*** Material provided ***
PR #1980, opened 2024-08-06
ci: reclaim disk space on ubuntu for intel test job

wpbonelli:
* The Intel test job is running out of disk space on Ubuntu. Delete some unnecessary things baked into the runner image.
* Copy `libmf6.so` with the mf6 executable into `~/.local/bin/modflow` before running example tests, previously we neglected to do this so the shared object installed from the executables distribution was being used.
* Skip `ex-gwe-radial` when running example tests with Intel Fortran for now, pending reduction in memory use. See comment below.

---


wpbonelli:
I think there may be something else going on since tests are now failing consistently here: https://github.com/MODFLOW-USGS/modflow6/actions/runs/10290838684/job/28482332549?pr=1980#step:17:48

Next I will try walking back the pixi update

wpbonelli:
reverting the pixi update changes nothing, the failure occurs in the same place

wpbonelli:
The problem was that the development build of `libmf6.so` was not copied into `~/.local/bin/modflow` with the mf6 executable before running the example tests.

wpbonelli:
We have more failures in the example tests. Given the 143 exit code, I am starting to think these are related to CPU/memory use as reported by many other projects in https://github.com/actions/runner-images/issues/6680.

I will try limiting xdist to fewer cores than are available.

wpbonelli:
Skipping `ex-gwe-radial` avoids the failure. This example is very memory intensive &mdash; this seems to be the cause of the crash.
***
Output all entries exactly as given above.

PR #1980, opened 2024-08-06
ci: reclaim disk space on ubuntu for intel test job

wpbonelli:
* The Intel test job is running out of disk space on Ubuntu. Delete some unnecessary things baked into the runner image.
* Copy `libmf6.so` with the mf6 executable into `~/.local/bin/modflow` before running example tests, previously we neglected to do this so the shared object installed from the executables distribution was being used.
* Skip `ex-gwe-radial` when running example tests with Intel Fortran for now, pending reduction in memory use. See comment below.

---


wpbonelli:
I think there may be something else going on since tests are now failing consistently here: https://github.com/MODFLOW-USGS/modflow6/actions/runs/10290838684/job/28482332549?pr=1980#step:17:48

Next I will try walking back the pixi update

wpbonelli:
reverting the pixi update changes nothing, the failure occurs in the same place

wpbonelli:
The problem was that the development build of `libmf6.so` was not copied into `~/.local/bin/modflow` with the mf6 executable before running the example tests.

wpbonelli:
We have more failures in the example tests. Given the 143 exit code, I am starting to think these are related to CPU/memory use as reported by many other projects in https://github.com/actions/runner-images/issues/6680.

I will try limiting xdist to fewer cores than are available.

wpbonelli:
Skipping `ex-gwe-radial` avoids the failure. This example is very memory intensive &mdash; this seems to be the cause of the crash.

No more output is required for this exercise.